Ueda (2013) is a stimulating and provocative paper that assesses the impact of unconventional monetary policy under Abenomics. Ueda provides empirical results based on an event analysis using mainly monthly data, in comparison with the past quantitative easing policy implemented by the Bank of Japan (BOJ) and the Federal Reserve (Fed).

Following Shinzo Abe's announcement in November 2012 that he would strive to get the Bank of Japan to set a new 2% inflation target, stock prices rose very sharply, coupled with significant depreciation of the yen exchange rate.
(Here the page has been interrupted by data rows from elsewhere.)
PR #837, opened 2020-09-08
Add a svelte way to highlight and remove unused user accounts.

ntoll:
## What

This change makes it easy for admin users of the control panel to quickly identify users who have not logged in after approximately three months (90 days). Furthermore, links are provided to GitHub for the specific users' team membership settings for the MoJ organisation so they can be easily removed. This work needs to be done since the number of seats in the organisation is limited and we need a way to quickly curate such membership as admin users.

Setting aside the erroneous last-login time (done for testing purposes), the functionality looks like this:

unused_users

**Remember, the screenie was created with test data.** Obviously, the "unused" flag/link and related warning message won't appear unless the user hasn't logged in for 90 days.

## How to review

1. Make sure the `timedelta` used in the `three_months_ago` function in your local copy of this branch returns something not so far in the past.
2. Log in as an admin user.
3. Confirm you can see behaviour similar to that in the attached screenie.

The related ticket in Trello can be [found here](https://trello.com/c/uH1cuRhJ/65-check-users-are-still-active-and-automatically-suspend-inactive-accounts).

### DIFF
--- a/controlpanel/frontend/jinja2/user-detail.html
+++ b/controlpanel/frontend/jinja2/user-detail.html
@@ -24,8 +24,7 @@
       </h2>
 
       <p>
-        <strong>The user of this account has not logged in for over three
-        months.</strong>
+        <strong>The user of this account has not logged in for over 90 days.</strong>
       </p>
 
       <p>If appropriate, please <a href="https://github.com/orgs/moj-analytical-services/people/{{ user.username }}" target="_blank">visit the GitHub page for their membership of the
--- a/controlpanel/frontend/jinja2/user-detail.html
+++ b/controlpanel/frontend/jinja2/user-detail.html
@@ -13,6 +13,27 @@
 <span class="govuk-caption-xl">User</span>
 <h1 class="govuk-heading-xl">{{ page_title }}</h1>
 
+{% if unused %}
+<div class="govuk-grid-row">
+  <div class="govuk-column-two-thirds">
+
+    <div class="govuk-error-summary" role="alert" aria-labelledby="error-summary-heading-example-1" tabindex="-1">
+
+      <h2 class="govuk-heading-m govuk-error-summary-heading">
+      This Account Could be Unused
+      </h2>
+
+      <p>
+        <strong>The user of this account has not logged in for over three
+        months.</strong>
+      </p>
+
+      <p>If appropriate, please <a href="https://github.com/orgs/moj-analytical-services/people/{{ user.username }}" target="_blank">visit the GitHub page for their membership of the
+      Ministry of Justice organisation</a> to free up space.</p>
+    </div>
+</div>
+{% endif %}
+
 {% if request.user.has_perm('api.add_superuser') %}
 <section class="cpanel-section">
   <form action="{{ url('set-superadmin', kwargs={ "pk": user.auth0_id }) }}" method="post">
--- a/controlpanel/frontend/views/user.py
+++ b/controlpanel/frontend/views/user.py
@@ -13,13 +13,13 @@ from controlpanel.api import auth0
 from controlpanel.api.models import User
 
 
-def three_months_ago():
+def ninety_days_ago():
     """
     Returns a datetime object referencing approximately three months in the
     past, from the current date. The assumption made here is that a month is
     roughly 30 days (so the result is always 90 days in the past).
     """
-    return datetime.now() - timedelta(days=30*3)
+    return datetime.now() - timedelta(days=90)
 
 
 class UserList(LoginRequiredMixin, PermissionRequiredMixin, ListView):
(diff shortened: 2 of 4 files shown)


controlpanel/frontend/views/user.py
```diff
@@ -12,6 +13,15 @@
 from controlpanel.api.models import User
 
 
+def three_months_ago():
```
damacus, line 16:
```suggestion
def ninety_days_ago():
```

Maybe 90 days makes it clearer how long it actually is?

damacus:
Apart from the minor wording from 3 months --> 90 days. This looks ace!

controlpanel/frontend/jinja2/user-detail.html
```diff
@@ -13,6 +13,27 @@
...
+  <div class="govuk-column-two-thirds">
+
+    <div class="govuk-error-summary" role="alert" aria-labelledby="error-summary-heading-example-1" tabindex="-1">
+
+      <h2 class="govuk-heading-m govuk-error-summary-heading">
+      This Account Could be Unused
+      </h2>
+
+      <p>
+        <strong>The user of this account has not logged in for over three
```
xoen, line 27: Don't know whether we should be explicit and say "has not logged in the Control Panel for over three months" or not (to avoid any possible confusion)

I know it's a bit extreme but **potentially** a user could have not logged into the Control Panel for months but still actively working on things on GitHub.

Just a thought.

xoen: Actually I see the code in list view checks for last login in Auth0 and then fall back to `last_login` in CP/DB record.

controlpanel/frontend/views/user.py
```diff
@@ -36,11 +51,20 @@ def get_context_data(self, **kwargs):
                 continue
 
             try:
-                last_login = dateutil.parser.parse(user.get('last_login'))
+                auth0_last_login = user.get("last_login")
```
xoen, line 54: I have to say this code is (not the stuff you added but the whole function) surprisingly confusing.

For example, it wasn't immediately apparent to me that this `user` wasn't the user DB record as in `models.User` but in fact the Auth0 user info. Potential suggestion => rename `users` to `auth0_users` and `user` to `auth0_user`.

The `last_logins` was also a bit surprising because it seemed like a list but then it finally got converted to a dictionary. Potential suggestion => Maybe we should just declare as an empty dictionary `{}` from the beginning and use `last_logins[auth0_id] = {...}`.

Speaking of `last_logins`, it used contain just the last logins but now we add more login-related things to it so potentially we could rename it to `login_info` (or something like that).

ntoll: I agree. The code as it was originally was very confusing to work out just what was happening.

I went for the "make it work" rather than "refactor all the things" way with this PR since I'd be refactoring into a very deep rabbit hole. If you think it useful, I'm happy to simplify and refactor.

controlpanel/frontend/views/user.py
ntoll: :+1:

controlpanel/frontend/views/user.py
```diff
@@ -36,11 +51,20 @@ def get_context_data(self, **kwargs):
...
+                    db_user = auth0_mapper.get(auth0_id, None)
+                    if db_user:
+                        last_login = db_user.last_login
             except (TypeError, ValueError):
                 last_login = None
 
-            last_logins.append((auth0_id, last_login))
+            last_logins.append((auth0_id, {
+                "last_login": last_login,
+                "unused": last_login.utcnow() < three_months_ago(),
```
xoen, line 66: Maybe this is a bit objective but when I saw `unused` in the templates it wasn't immediately clear what this was (when I just started to look at this) so maybe call this variables `not_logged_recently` may help (or some better name than this).

xoen (approved):
Looks good to me 👍 

I've left some comments/ideas but nice first cut.

controlpanel/frontend/views/user.py
xoen: Up to you, I agree with you: I wouldn't go too deep into the refactoring hole but if you feel comfortable and think it's useful even rename few things in this function IMHO could help a lot the future us with readability ☺️

ntoll: :+1:

ntoll:
@damacus @xoen I've just push these changes:

* Three months -> 90 days. Good spot Dan.
* Messy code: I've annotated a bunch of information into the problem methods with TODO suggestions for the next person to work on this.

Once the tests turn green I'll merge and cut a release for deployment.

controlpanel/frontend/views/user.py
ntoll: See new comments in code. ;-)

controlpanel/frontend/views/user.py
ntoll: Done

damacus (approved):

controlpanel/frontend/jinja2/user-detail.html
ntoll: :+1:

controlpanel/frontend/views/user.py
ntoll: I really don't mind what we call it, ;-) but I chose `unused` because it's short and simple and is a good flag name to indicate the account maybe no longer used. The addition of the comments in the code should clarify what it's supposed to represent.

In Ueda's view, the combination of huge political pressure on the BOJ combined with incorrect perceptions of the effectiveness of LSAP2 type measures (massive purchase of government bond) by the Fed brought about marked market response to mostly LSAP2 measures in its “quantitative and qualitative easing” (QQE) announced in early April.

On Ueda's empirical findings, I find it somewhat puzzling that the effects of both LSAP2 type measures implemented by the Fed and unconventional policy measures including the Kuroda easing implemented by the BOJ on long-term interest rates are insignificant, because this is contradictory to the intention of policymakers to lower long-term interest rates. I suspect that the existence of omitted variables in the regression model affects the outcome. One of the omitted variables could be the supply side of government bonds, namely changes in debt management policy.

In Japan, the average maturity of newly issued bond was lengthened from 5 to 8 years over the period from 1999 to 2012. The lengthening of the maturity of the supply of debt could offset the BOJ's intended decline of long-term interest rates. In the USA, the average length of the maturity of outstanding debt outside the Fed was shortened from 70 months to 50 months over the period from 2001 to 2008, but it started to be lengthened sharply to more than 60 months after 2008. The cause of the “conundrum of long-term interest rates” observed in 2004–2005 can be due to the shortening maturity of outstanding Treasury debt. In order to secure the effectiveness of QQE to lower long-term interest rates, it seems desirable that an agreement between the BOJ Governor and the Finance Minister not to change the maturity structure of newly issued bonds be concluded.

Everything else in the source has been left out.